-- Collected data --
PR #7355, opened 2020-09-25
acme: Fix race condition in LocalStore during saving.

walkline:
### What does this PR do?

Fixes race condition in the `acme` `LocalStore` during saving.

### Motivation

Fix the bug and make a contribution :)

### More

- [x] Added/updated tests

### Additional Notes

I'm not sure about tests with real files.

### DIFF
--- a/pkg/provider/acme/local_store.go
+++ b/pkg/provider/acme/local_store.go
@@ -31,10 +31,16 @@ func NewLocalStore(filename string) *LocalStore {
 
 func (s *LocalStore) save(resolverName string, storedData *StoredData) {
 	s.lock.Lock()
-	defer s.lock.Unlock()
-
 	s.storedData[resolverName] = storedData
-	s.saveDataChan <- s.storedData
+	s.lock.Unlock()
+
+	s.lock.RLock()
+	storedDataCopy := s.unSafeCopyOfStoredData(s.storedData)
+	s.lock.RUnlock()
+
+	// we cannot pass s.storedData directly, map is reference type and as result
+	// we can face with race condition, so we need to work with objects copy
+	s.saveDataChan <- storedDataCopy
 }
 
 func (s *LocalStore) get(resolverName string) (*StoredData, error) {
@@ -81,7 +87,10 @@ func (s *LocalStore) get(resolverName string) (*StoredData, error) {
 				}
 				if len(certificates) < len(storedData.Certificates) {
 					storedData.Certificates = certificates
-					s.saveDataChan <- s.storedData
+
+					// we cannot pass s.storedData directly, map is reference type and as result
+					// we can face with race condition, so we need to work with objects copy
+					s.saveDataChan <- s.unSafeCopyOfStoredData(s.storedData)
 				}
 			}
 		}
@@ -109,6 +118,15 @@ func (s *LocalStore) listenSaveAction() {
 			}
 		}
 	})
+}
+
+// unSafeCopyOfStoredData creates maps copy of source. Is not thread safe, you should use `s.lock`.
+func (s *LocalStore) unSafeCopyOfStoredData(source map[string]*StoredData) map[string]*StoredData {
+	result := map[string]*StoredData{}
+	for k, v := range source {
+		result[k] = v
+	}
+	return result
 }
 
 // GetAccount returns ACME Account.
--- a/pkg/provider/acme/local_store.go
+++ b/pkg/provider/acme/local_store.go
@@ -31,16 +31,13 @@ func NewLocalStore(filename string) *LocalStore {
 
 func (s *LocalStore) save(resolverName string, storedData *StoredData) {
 	s.lock.Lock()
-	s.storedData[resolverName] = storedData
-	s.lock.Unlock()
+	defer s.lock.Unlock()
 
-	s.lock.RLock()
-	storedDataCopy := s.unSafeCopyOfStoredData(s.storedData)
-	s.lock.RUnlock()
+	s.storedData[resolverName] = storedData
 
 	// we cannot pass s.storedData directly, map is reference type and as result
 	// we can face with race condition, so we need to work with objects copy
-	s.saveDataChan <- storedDataCopy
+	s.saveDataChan <- s.unSafeCopyOfStoredData()
 }
 
 func (s *LocalStore) get(resolverName string) (*StoredData, error) {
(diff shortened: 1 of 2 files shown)


ldez:
Hello,

Could you provide more information about the condition of the race?
Could you provide a minimal reproducible example to get the bug?

walkline:
Hey @ldez. Sure.

So the problem is in the next code:

```
func (s *LocalStore) save(resolverName string, storedData *StoredData) {
// ...

	// so here we making map modification (there is a lock)
	s.storedData[resolverName] = storedData

	// here we passing map s.storedData
	s.saveDataChan <- s.storedData
}

//...
func (s *LocalStore) listenSaveAction() {
	safe.Go(func() {
		logger := log.WithoutContext().WithField(log.ProviderName, "acme")
		for object := range s.saveDataChan {

			// here we iterating that map (we don't have lock here)
			data, err := json.MarshalIndent(object, "", "  ")
			if err != nil {
				logger.Error(err)
			}
//...
```

We are writing to the map in one goroutine and reading from another.
In that example, during writing, we have mutex lock, but during reading/iteration we haven't.
Yeah, we used channel to receive that map. But the map is a reference type object, so we actually working with the same object.

To reproduce this issue you can use the next test:
```
func TestRaceCondition(t *testing.T) {
	s := NewLocalStore(localStorageFileName)

	go func() {
		for {
			s.SaveAccount("traefik.wtf", &Account{
				Email: "email1@email.com",
			})
		}
	}()
	go func() {
		for {
			s.SaveAccount("traefik.wtf", &Account{
				Email: "email2@email.com",
			})
		}
	}()

	time.Sleep(time.Second*20)
}
```
In my case, I have the next output: `fatal error: concurrent map iteration and map write`.

pkg/provider/acme/local_store.go
```diff
@@ -111,6 +120,15 @@ func (s *LocalStore) listenSaveAction() {
...
 
+// unSafeCopyOfStoredData creates maps copy of source. Is not thread safe, you should use `s.lock`.
+func (s *LocalStore) unSafeCopyOfStoredData(source map[string]*StoredData) map[string]*StoredData {
+	result := map[string]*StoredData{}
+	for k, v := range source {
+		result[k] = v
+	}
+	return result
+}
+
```
rtribotte, line 131: Hello @walkline,

Thanks for your contribution and interest in Traefik!

I would take advantage of your method to make it thread safe.
It would be clearer i think.

```suggestion
// copyOfStoredData creates maps copy of source.
func (s *LocalStore) copyOfStoredData() map[string]*StoredData {
	s.lock.RLock()
	defer s.lock.RUnLock()
	
	result := map[string]*StoredData{}
	for k, v := range s.storedData {
		result[k] = v
	}

	return result
}

```

pkg/provider/acme/local_store.go
```diff
@@ -81,7 +87,10 @@ func (s *LocalStore) get(resolverName string) (*StoredData, error) {
 				}
 				if len(certificates) < len(storedData.Certificates) {
 					storedData.Certificates = certificates
-					s.saveDataChan <- s.storedData
+
+					// we cannot pass s.storedData directly, map is reference type and as result
+					// we can face with race condition, so we need to work with objects copy
+					s.saveDataChan <- s.unSafeCopyOfStoredData(s.storedData)
 				}
```
rtribotte, line 94: To follow up my first comment.

```suggestion

					// we cannot pass s.storedData directly, map is reference type and as result
					// we can face with race condition, so we need to work with objects copy
					s.saveDataChan <- s.copyOfStoredData()
				}
```

pkg/provider/acme/local_store.go
```diff
@@ -31,10 +31,16 @@ func NewLocalStore(filename string) *LocalStore {
...
-	s.saveDataChan <- s.storedData
+	s.lock.Unlock()
+
+	s.lock.RLock()
+	storedDataCopy := s.unSafeCopyOfStoredData(s.storedData)
+	s.lock.RUnlock()
+
+	// we cannot pass s.storedData directly, map is reference type and as result
+	// we can face with race condition, so we need to work with objects copy
+	s.saveDataChan <- storedDataCopy
```
rtribotte, line 43: To follow up my first comment.

```suggestion

	// we cannot pass s.storedData directly, map is reference type and as result
	// we can face with race condition, so we need to work with objects copy
	s.saveDataChan <- s.copyOfStoredData()
```

pkg/provider/acme/local_store.go
```diff
@@ -31,10 +31,16 @@ func NewLocalStore(filename string) *LocalStore {
 
 func (s *LocalStore) save(resolverName string, storedData *StoredData) {
 	s.lock.Lock()
```
rtribotte, line 33: To follow up my first comment.

```suggestion
	s.lock.Lock()
	defer s.lock.Unlock()
```

rtribotte (changes requested):

pkg/provider/acme/local_store.go
walkline: @rtribotte In this case, I think, we will have a deadlock because at line 41/47 we already made locking.

pkg/provider/acme/local_store.go
walkline: Hey @rtribotte. Yeah, with your suggestion, it looks clearer, but it becomes a little bit tricky. Before calling `copyOfStoredData()`, you need to make sure that our mutex unlocked. In our case, it locked, so we will, probably, have a deadlock.

rtribotte, line 131: Re Hello @walkline,

You are right about the deadlock.
Still, i would use the receiver since i do not see side effect to that, and it's more consistent for a method.

```suggestion
// unSafeCopyOfStoredData creates maps copy of source. Is not thread safe, you should use `s.lock`.
func (s *LocalStore) unSafeCopyOfStoredData() map[string]*StoredData {
	result := map[string]*StoredData{}
	for k, v := range s.storedData {
		result[k] = v
	}
	return result
}
```

pkg/provider/acme/local_store.go
```diff
@@ -31,10 +31,16 @@ func NewLocalStore(filename string) *LocalStore {
...
-	defer s.lock.Unlock()
-
 	s.storedData[resolverName] = storedData
-	s.saveDataChan <- s.storedData
+	s.lock.Unlock()
+
+	s.lock.RLock()
+	storedDataCopy := s.unSafeCopyOfStoredData(s.storedData)
+	s.lock.RUnlock()
```
rtribotte, line 39: Here it seems unnecessary to differentiate the lock usage, so reintroduce the `defer the s.lock.Unlock` seems better to me, in place of this code.

rtribotte (changes requested):

walkline:
@rtribotte thanks for feedback! Agreed with your latest suggestions.

ldez (approved):
Thanks :+1:

rtribotte (approved):
LGTM 👍

jbdoumenjou (approved):
LGTM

-- Task to complete --
Say, as a single number, how many lines of the records hold the word "Could".

-- Finished task --
2